11. Ich Bin Ein Auslander (taken from Dos Degos Mis Amidos)
A turn for the straightforwardly political. A track that asks us to face attitudes in England towards immigration and identifies with the other. It talks of the “rise of the right” and shows that today’s Stormzy controversy is nothing new. The track takes Eastern instruments and a load of Led Zep samples to produce probably their most powerful track. Musically works today, politically still sadly works today.
12. Bulletproof! (taken from The Looks or the Lifestyle?)

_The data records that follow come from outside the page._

PR #8134, opened 2026-06-28
Fix C# recipe over-attribution when multiple packages share a dependency

shanman190:
## Problem

Installing several .NET recipe packages that share a transitive dependency —
e.g. `Core`, `CodeQuality`, and `Migration.DotNet` (which depends on `Core`) —
caused `Core`'s recipes to disappear from the deployment list. A dependent
package was effectively "stealing" the recipes its dependency contributed.

Two independent root causes:

1. **Cross-ALC name reflection during composition.** C# composite recipes
   resolved their children by *name* across sibling `AssemblyLoadContext`
   instances, which pulled dependency recipes into the shared marketplace and
   mis-attributed them.
2. **Origin-blind marketplace rows.** `GetMarketplace` rows carried no origin,
   so the host's `toMarketplace(bundle)` tagged *every* recipe with the single
   requested bundle — over-attributing recipes contributed by other packages.

### Composition isolation (whole-tree `PrepareRecipe`)
- `PrepareRecipe` returns the entire prepared child tree in one response, so a
  composite resolves its children by binary integration **within its own ALC**
  instead of reflecting across sibling contexts. `RpcRecipe` builds children
  locally from that tree.
- A guarded by-name fallback remains for RPC peers (Python/JS/Go) that don't yet
  return a prepared tree — they keep working unchanged until they adopt it.
- Each NuGet bundle installs into its own per-`(package, version)` directory and
  activates only its own `lib/<tfm>` assemblies; transitive dependency DLLs load
  (for composition) but are not activated into the marketplace.

### Origin attribution (marketplace)
- The C# server records each recipe's origin package at activation and emits it
  as `packageName` on each `GetMarketplace` row.
- `toMarketplace` attributes each row to its own bundle and **filters out
  foreign-origin rows**, so each bundle reader contributes only its own recipes.
  A `null` origin falls back to the requested bundle, so ecosystems not yet
  emitting origin (npm/Go/Python) behave exactly as before.

## Testing

- New end-to-end regression test `CSharpRecipeArtifactIsolationTest` installs the
  three real NuGet packages and asserts `Core` keeps `ChangeDotNetTargetFramework`,
  `Migration.DotNet` doesn't steal it, and `Migration.DotNet`'s composite still
  resolves `Core`'s recipe as a child via `PrepareRecipe`.
- Unit coverage for the per-row `toMarketplace` filter, server-side origin
  attribution, own-assembly scoping, whole-tree prepare, and per-bundle version
  isolation.

### DIFF
--- a/rewrite-csharp/csharp/OpenRewrite/CSharp/Rpc/RewriteRpcServer.cs
+++ b/rewrite-csharp/csharp/OpenRewrite/CSharp/Rpc/RewriteRpcServer.cs
@@ -48,6 +48,11 @@ public class RewriteRpcServer
     public static void SetCurrent(RewriteRpcServer? server) => _current = server;
 
     private readonly RecipeMarketplace _marketplace;
+
+    // Recipe name -> the package that contributed it, recorded at install time and persisted for the
+    // process lifetime so GetMarketplace can attribute each row even when a later install is a no-op.
+    private readonly ConcurrentDictionary<string, string> _recipeOrigin = new();
+
     private readonly ConcurrentDictionary<string, Recipe> _preparedRecipes = new();
     private readonly ConcurrentDictionary<string, object?> _recipeAccumulators = new();
     private readonly ConcurrentDictionary<string, ExecutionContext> _executionContexts = new();
@@ -517,7 +522,7 @@ public class RewriteRpcServer
         return Task.FromResult(rowByRecipeId.Values.ToList());
     }
 
-    private static void CollectRecipes(
+    private void CollectRecipes(
         Dictionary<string, GetMarketplaceResponseRow> rowByRecipeId,
         RecipeMarketplace.Category category,
         List<CategoryDescriptorDto> parentPath)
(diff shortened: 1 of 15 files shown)


rewrite-csharp/csharp/OpenRewrite/CSharp/Rpc/RewriteRpcServer.cs
```diff
@@ -48,6 +48,11 @@ public class RewriteRpcServer
     public static void SetCurrent(RewriteRpcServer? server) => _current = server;
 
     private readonly RecipeMarketplace _marketplace;
+
+    // Recipe name -> the package that contributed it, recorded at install time and persisted for the
+    // process lifetime so GetMarketplace can attribute each row even when a later install is a no-op.
+    private readonly ConcurrentDictionary<string, string> _recipeOrigin = new();
```
shanman190, line 54: This is a shortcut for now. I'd like to follow up with more complete origin attribution in the RPC-level marketplace across all current RPC implementations.

While each RPC may only manage a single ecosystem, origin identity is still important in order to correctly attribute a recipe to the bundle that provides it.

After that, something lighter. Is Everybody Happy? The young and invincible sounds of Bulletproof! More singalong choruses than you could shake a stick at and even plenty of “yeah, a-ha” for the terminally stupefied.
13. Eat Me Drink Me Dub Me Kill Me
Although the title As the album starts to wind down a bit of Lewis Carrol referencing in the title to this track. Alice is absent but what you do get is a dubbed out version of this track from 1992. The beats do sound a bit dated in places but the Ofra Haza sample and thundering bass drum dub save it. It’s a bit of contemplation of mortality with its references to Belushi and private hell.
14. Reclaim The Game – Funk FIFA
Although PWEI disbanded in 1995 (despite a brief reformation in 2005) there is a Pop Will Eat Itself going today. They are clear that they’re a different band, despite having a couple of original members. But they’re not out of ideas. This funky Brazilian influenced attack on FIFA’s management of the beautiful game stands up alongside anything from their heyday.
Remix 12″
Side A.
Get The Girl, Kill The Baddies! – Part Man Part Machine
Graham Crabb had a career as Golden Claw Music producing serious ambient sounds after PWEI folded. This wandering 14 minute ambient remix of PWEI’s only top 10 hit shows that this was some time in the gestation. It’s an industrial ambient track full of alien menace and waves on the shore.
Side B.
Cape Connection – Transglobal Underground Cossack In UFO Encounter Confusion (taken from Two Fingers My Friends!)
Before they disbanded PWEI released a double album of remixes from which this track is taken. It ranks among their finest. And this is the standout track. PWEI’s guitars are set far back. World Music Beats and tablas are brought to the forefront, with the most enormous bass drum. All topped off with a Russian choir. What more could you ask for? Play loud. Very loud.
PWEI were pop stalwarts that never got the credit they deserved. Their more serious moments didn’t get fully acknowledged. But for a singalong party they can’t be bettered.
https://shop.popwilleatitself.net/
PWEI ICA, a playlist by acidtedblog on Spotify : A playlist featuring Pop Will Eat Itself
acidted
JC adds……
This dropped in to me over the Festive period. It put a huge smile on my face as acidted has been my longest-serving guest contributor – it was the fact that so many of his efforts were wiped out by Google when they took the old blog that got me particularly angry.
He was also the first non-Glasgow blogger I ever met face-to-face – way back in October 2009 when I was down in London to watch the Tampa Bay Buccanners get thrashed by the New England Patriots – and to my eternal shame we haven’t managed to get together in person since that Sunday morning. But we have stayed in touch by e-mail over the years – and I will always be in his debt for the times he stepped in to keep TVV up and running when personal circumstances meant I had to take a couple of extended breaks in 2010 and 2011.
PWEI were on my list of ‘must-do’ ICAs. I’ve written preciously about some of the songs in this amazing compilation and there’s a number of others that I would have included in a future effort; however, I wouldn’t have been able to bring you Reclaim The Game or Cape Connection as I wasn’t aware of them until now.
Thanks mate. Hugely appreciated.
Oh, and there’s a few more equally wonderful guest ICAs coming up over the next few weeks, all of which I’ve been sitting on for months. Cheers to the contributors for their patience and understanding.